Required work: Restate the opening lines of the material below word for word, stopping after the line that contains "datetime validation implementation)".
'''
PR #4758, opened 2026-03-17
`datetime` validation consistency

matthieusieben:
This change performs the following:

- change `@atproto/lexicon`'s `datetime` format validation to be using `@atproto/syntax` (unifying the code base around a single datetime validation implementation)
- allows `@atproto/syntax` to accept **any** RFC 3339, ISO 8601, and WHATWG HTML compliant date time string, including date times that are less than 24H before the start of year 0 or less than 24H after the end of year 9999, and, in particular datetimes before year 10.


packages/syntax/src/datetime.ts
```diff
@@ -264,29 +319,59 @@ function parseString(input: unknown): Result<AtprotoDate> {
...
-  if (!DATETIME_REGEX.test(input)) {
+  const matches = input.match(DATETIME_REGEX)
+  if (!matches) {
     return failure(
       "datetime is not in a valid format (must match RFC 3339 & ISO 8601 with 'Z' or ±hh:mm timezone)",
     )
   }
 
-  // must parse as ISO 8601; this also verifies semantics like leap seconds and
-  // correct number of days in month, which the regex does not check for
```
matthieusieben, line 307: This comment was inaccurate:
- JS does not support leap seconds (eg. `new Date("2012-06-30T23:59:60+00:00") // "Invalid Date"`)
- JS allows invalid month/day combinations (eg. `new Date("2012-02-31")`), which are not allowed by `iso-datestring-validator`

interop-test-files/syntax/datetime_syntax_invalid.txt
```diff
@@ -63,6 +63,5 @@
 1985-04-12T23:20:50.123+
 1985-04-12T23:20:50.123-
 
-# ISO-8601, but normalizes to a negative time
-0000-01-01T00:00:00+01:00
```
matthieusieben, line 67: This value is actually not defined in interop tests

bnewbold: to clarify: this value is not in the "syntax invalid" interop tests (which this file should match), but it is in the "parse invalid" tests

packages/syntax/tests/datetime.test.ts
```diff
@@ -3,19 +3,21 @@ import { describe, expect, it, test } from 'vitest'
...
   isValidDatetime,
   normalizeDatetime,
   normalizeDatetimeAlways,
-} from '../src'
+  toDatetimeString,
+} from '../src/datetime.js'
 
 const interopValid = readLines(
-  `${__dirname}/interop-files/datetime_syntax_valid.txt`,
+  `${__dirname}/../../../interop-test-files/syntax/datetime_syntax_valid.txt`,
```
bnewbold, line 14: IIRC, doing references outside the package directory like this made tests fail when folks try to run the tests from the npm package. I can't remember the exact details, but I vaguely remember this being a problem a long time ago.

My proposed change would be to remove the symlinks and move the interop test files to live right here in the package; and remove the `interop-test-files` directory at the top of this repo.

(I'll defer to you on this, fine with me if you go ahead with this PR as it is, just wanted to share that history)

packages/syntax/tests/datetime.test.ts
```diff
@@ -43,10 +45,146 @@ describe(ensureValidDatetime, () => {
...
+
+  it('rejects non-string input', () => {
+    expect(() => ensureValidDatetime(123)).toThrow(InvalidDatetimeError)
+    expect(() => ensureValidDatetime(null)).toThrow(InvalidDatetimeError)
+    expect(() => ensureValidDatetime(undefined)).toThrow(InvalidDatetimeError)
+  })
+
+  it('rejects strings that are too long', () => {
+    expect(() =>
+      ensureValidDatetime('2024-01-15T12:30:00.' + '0'.repeat(50) + 'Z'),
```
bnewbold, line 98: would be good to get this in the interop tests file

bnewbold (commented):
this mostly looks like a great cleanup!

changing the behaviors around the "zero datetime" to be more flexible about things which are negative when normalized to UTC feels like a breaking change. for example, the indigo implementation strictly checks this by comparing in UTC timezone. discussed as well as review feedback over on the interop tests PR: https://github.com/bluesky-social/atproto-interop-tests/pull/13

jacoblapenna:
Hi! I've been building spec-conformance tests for a Python AT Protocol project, cross-checking against `@atproto/syntax` and the interop files, and this PR touches exactly the edges where I've found ecosystem divergence. Two vector suggestions and one question, while these files are already open:

**1. Consider adding a bare year-0000 valid vector.** The [Lexicon spec's valid examples](https://atproto.com/specs/lexicon#datetime) list `0000-01-01T00:00:00.000Z` under "preferred", and [current `datetime.ts` accepts it](https://github.com/bluesky-social/atproto/blob/20c5cc187aab538435c669c6e19a2d2f658af5f8/packages/syntax/src/datetime.ts#L362-L366) (only `fullYear < 0` fails) — but [`datetime_syntax_valid.txt`](https://github.com/bluesky-social/atproto/blob/20c5cc187aab538435c669c6e19a2d2f658af5f8/interop-test-files/syntax/datetime_syntax_valid.txt) never exercises it. The gap has real cost: at least [one downstream SDK](https://github.com/MarshalX/atproto/issues/697) rejects it undetected (Python's stdlib `datetime` can't represent year 0, so without a vector the divergence is invisible to its green CI). Since this PR re-draws the year-0 boundary anyway, locking the accepted side with a vector seems timely.

**2. The removed `0000-01-01T00:00:00+01:00` might belong in the valid file rather than deleted.** If the new behavior accepts datetimes within 24h before year 0000, that exact string becomes the ideal positive test of the new boundary. Deleting it leaves the new rule with no vector exercising it in either direction.

**3. Question: should the 64-char cap be reflected in the spec text?** [`parseString` rejects inputs over 64 chars](https://github.com/bluesky-social/atproto/blob/20c5cc187aab538435c669c6e19a2d2f658af5f8/packages/syntax/src/datetime.ts#L329-L330), but the Lexicon spec doesn't mention any length limit for `datetime`. Implementations following the spec text alone accept longer strings and silently diverge from the network. Since this PR is about validation consistency, it may be the right moment to either document the cap in the spec (and add a boundary vector) or reconsider it.

Happy to send the vectors as a PR against this branch or `main`, whichever is less churn for you. Thanks for the cleanup, this area was subtle to pin down for an outsider.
'''
Task answer:
PR #4758, opened 2026-03-17
`datetime` validation consistency

matthieusieben:
This change performs the following:

- change `@atproto/lexicon`'s `datetime` format validation to be using `@atproto/syntax` (unifying the code base around a single datetime validation implementation)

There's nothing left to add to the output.